Once the line with "fit the above criteria." is found in the entries below, repeat it and each following line exactly, up to and including the line with "moved for consistency.". Add no other lines.

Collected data

------------

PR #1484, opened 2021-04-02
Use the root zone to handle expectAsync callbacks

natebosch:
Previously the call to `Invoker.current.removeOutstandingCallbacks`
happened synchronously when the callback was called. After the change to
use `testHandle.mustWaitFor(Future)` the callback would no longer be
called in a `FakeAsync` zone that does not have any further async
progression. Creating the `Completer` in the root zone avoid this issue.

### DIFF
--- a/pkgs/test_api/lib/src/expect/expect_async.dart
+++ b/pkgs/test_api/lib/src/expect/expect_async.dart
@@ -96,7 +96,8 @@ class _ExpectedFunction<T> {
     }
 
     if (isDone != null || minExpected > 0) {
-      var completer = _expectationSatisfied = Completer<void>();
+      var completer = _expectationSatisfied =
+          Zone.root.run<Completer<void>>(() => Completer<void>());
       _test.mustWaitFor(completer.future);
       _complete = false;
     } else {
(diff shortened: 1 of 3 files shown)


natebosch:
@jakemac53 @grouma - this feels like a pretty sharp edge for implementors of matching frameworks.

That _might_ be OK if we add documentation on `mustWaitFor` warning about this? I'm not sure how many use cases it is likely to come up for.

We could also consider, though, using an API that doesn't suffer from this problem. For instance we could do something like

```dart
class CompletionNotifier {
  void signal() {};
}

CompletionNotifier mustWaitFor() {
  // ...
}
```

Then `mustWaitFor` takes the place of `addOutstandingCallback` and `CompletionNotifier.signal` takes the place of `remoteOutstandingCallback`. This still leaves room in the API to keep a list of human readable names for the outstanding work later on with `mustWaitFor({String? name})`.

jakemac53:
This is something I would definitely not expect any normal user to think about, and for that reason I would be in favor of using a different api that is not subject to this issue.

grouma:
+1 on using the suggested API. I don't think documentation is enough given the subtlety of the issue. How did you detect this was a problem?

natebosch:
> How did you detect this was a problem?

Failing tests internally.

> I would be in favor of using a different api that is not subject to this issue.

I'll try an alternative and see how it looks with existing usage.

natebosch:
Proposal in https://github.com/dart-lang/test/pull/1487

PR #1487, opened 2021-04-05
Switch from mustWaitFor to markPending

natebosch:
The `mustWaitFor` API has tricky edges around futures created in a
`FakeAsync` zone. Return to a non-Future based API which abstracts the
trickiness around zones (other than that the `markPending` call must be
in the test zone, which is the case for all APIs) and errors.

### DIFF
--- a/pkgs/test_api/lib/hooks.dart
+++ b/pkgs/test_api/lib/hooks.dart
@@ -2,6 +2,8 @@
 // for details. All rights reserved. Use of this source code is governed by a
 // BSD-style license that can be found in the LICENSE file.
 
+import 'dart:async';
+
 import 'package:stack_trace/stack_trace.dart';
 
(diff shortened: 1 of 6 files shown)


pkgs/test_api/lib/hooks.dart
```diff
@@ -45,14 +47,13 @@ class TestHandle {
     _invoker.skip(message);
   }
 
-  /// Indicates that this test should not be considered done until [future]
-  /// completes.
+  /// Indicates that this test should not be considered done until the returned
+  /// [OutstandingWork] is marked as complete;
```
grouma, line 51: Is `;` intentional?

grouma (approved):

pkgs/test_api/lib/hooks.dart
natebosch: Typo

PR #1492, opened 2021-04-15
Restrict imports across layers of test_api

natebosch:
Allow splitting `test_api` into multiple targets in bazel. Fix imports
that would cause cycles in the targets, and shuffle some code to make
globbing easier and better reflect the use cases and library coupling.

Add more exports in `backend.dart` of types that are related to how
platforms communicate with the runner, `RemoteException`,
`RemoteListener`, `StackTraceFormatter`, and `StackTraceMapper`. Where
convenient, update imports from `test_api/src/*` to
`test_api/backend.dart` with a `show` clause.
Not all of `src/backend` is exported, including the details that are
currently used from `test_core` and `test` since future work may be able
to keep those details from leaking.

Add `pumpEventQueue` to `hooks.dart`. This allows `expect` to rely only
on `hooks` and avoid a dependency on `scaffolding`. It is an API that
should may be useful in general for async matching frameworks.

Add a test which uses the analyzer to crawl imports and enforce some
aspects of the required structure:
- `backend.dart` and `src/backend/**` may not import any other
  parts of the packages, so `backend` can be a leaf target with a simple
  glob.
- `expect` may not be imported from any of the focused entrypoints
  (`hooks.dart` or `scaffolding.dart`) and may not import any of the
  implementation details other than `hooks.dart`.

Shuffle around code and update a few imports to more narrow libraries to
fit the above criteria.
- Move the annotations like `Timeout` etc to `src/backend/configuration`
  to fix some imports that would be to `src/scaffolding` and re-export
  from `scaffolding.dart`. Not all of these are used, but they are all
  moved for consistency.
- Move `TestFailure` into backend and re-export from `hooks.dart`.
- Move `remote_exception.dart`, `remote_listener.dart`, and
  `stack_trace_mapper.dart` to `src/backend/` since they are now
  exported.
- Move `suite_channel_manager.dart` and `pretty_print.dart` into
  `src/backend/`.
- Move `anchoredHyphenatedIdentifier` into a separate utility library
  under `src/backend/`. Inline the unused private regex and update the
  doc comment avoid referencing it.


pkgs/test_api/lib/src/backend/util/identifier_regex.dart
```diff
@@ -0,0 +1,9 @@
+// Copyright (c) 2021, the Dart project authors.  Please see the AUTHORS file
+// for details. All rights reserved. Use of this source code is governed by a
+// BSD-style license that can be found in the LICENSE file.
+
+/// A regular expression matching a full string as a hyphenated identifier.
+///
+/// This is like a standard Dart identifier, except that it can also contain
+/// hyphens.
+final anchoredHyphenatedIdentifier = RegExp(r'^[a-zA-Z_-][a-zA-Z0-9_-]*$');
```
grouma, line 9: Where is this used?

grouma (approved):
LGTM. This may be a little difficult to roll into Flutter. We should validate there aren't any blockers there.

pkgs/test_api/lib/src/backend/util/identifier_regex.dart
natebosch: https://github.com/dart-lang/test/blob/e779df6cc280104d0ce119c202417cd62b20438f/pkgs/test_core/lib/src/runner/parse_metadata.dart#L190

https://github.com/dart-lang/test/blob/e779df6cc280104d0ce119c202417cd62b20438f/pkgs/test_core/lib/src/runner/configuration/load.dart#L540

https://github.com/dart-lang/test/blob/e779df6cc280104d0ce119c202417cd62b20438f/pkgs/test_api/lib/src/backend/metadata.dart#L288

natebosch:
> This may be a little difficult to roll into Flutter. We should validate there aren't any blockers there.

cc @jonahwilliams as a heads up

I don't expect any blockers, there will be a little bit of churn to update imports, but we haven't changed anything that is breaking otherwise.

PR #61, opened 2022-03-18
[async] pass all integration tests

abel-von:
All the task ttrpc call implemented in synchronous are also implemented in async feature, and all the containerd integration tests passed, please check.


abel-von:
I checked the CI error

------------

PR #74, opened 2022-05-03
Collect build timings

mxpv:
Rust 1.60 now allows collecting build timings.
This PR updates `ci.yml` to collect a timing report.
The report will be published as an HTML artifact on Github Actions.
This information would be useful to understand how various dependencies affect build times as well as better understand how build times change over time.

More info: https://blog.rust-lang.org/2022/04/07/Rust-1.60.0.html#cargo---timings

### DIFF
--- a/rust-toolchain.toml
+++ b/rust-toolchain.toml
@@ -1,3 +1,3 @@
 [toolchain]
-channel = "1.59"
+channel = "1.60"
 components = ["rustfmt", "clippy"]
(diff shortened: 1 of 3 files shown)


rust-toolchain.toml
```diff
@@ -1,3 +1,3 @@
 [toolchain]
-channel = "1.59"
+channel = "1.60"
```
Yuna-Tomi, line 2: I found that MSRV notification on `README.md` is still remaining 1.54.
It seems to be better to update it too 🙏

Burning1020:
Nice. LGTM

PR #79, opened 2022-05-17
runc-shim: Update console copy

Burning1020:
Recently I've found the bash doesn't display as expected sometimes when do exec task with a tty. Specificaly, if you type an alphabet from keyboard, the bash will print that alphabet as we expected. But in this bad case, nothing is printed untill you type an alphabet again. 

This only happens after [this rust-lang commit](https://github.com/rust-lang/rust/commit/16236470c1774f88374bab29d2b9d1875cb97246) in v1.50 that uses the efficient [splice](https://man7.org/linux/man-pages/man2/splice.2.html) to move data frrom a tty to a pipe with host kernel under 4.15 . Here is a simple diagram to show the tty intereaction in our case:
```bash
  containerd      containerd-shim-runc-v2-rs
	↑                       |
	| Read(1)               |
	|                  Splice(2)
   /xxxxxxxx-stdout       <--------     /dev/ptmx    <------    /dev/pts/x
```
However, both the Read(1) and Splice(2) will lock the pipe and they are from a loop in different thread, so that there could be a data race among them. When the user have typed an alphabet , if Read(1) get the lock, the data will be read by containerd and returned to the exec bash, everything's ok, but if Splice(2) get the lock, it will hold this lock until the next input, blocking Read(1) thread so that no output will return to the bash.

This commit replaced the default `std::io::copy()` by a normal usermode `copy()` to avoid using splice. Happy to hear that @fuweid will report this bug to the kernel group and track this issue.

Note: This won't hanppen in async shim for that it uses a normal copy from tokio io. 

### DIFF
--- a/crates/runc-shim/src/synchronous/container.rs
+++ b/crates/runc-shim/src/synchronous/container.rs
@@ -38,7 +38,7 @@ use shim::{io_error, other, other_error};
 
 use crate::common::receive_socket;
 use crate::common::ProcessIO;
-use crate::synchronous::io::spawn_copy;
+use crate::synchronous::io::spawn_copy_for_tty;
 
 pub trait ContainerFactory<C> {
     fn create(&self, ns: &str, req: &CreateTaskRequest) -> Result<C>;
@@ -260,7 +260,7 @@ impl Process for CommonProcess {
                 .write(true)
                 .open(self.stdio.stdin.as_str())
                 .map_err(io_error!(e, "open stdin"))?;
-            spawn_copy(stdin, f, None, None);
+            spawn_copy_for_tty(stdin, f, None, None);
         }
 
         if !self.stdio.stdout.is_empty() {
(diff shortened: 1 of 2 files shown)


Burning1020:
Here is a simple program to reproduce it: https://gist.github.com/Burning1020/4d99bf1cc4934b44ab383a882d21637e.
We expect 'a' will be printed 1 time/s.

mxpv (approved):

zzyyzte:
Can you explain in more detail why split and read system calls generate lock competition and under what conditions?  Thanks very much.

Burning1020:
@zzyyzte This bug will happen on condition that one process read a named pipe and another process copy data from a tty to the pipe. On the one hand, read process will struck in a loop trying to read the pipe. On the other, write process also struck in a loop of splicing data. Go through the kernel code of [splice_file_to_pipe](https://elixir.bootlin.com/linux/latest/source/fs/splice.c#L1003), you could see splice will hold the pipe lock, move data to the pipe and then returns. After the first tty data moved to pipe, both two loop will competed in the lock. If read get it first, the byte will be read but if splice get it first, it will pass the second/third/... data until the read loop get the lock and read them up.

------------

Response to the task ▸
fit the above criteria.
- Move the annotations like `Timeout` etc to `src/backend/configuration`
  to fix some imports that would be to `src/scaffolding` and re-export
  from `scaffolding.dart`. Not all of these are used, but they are all
  moved for consistency.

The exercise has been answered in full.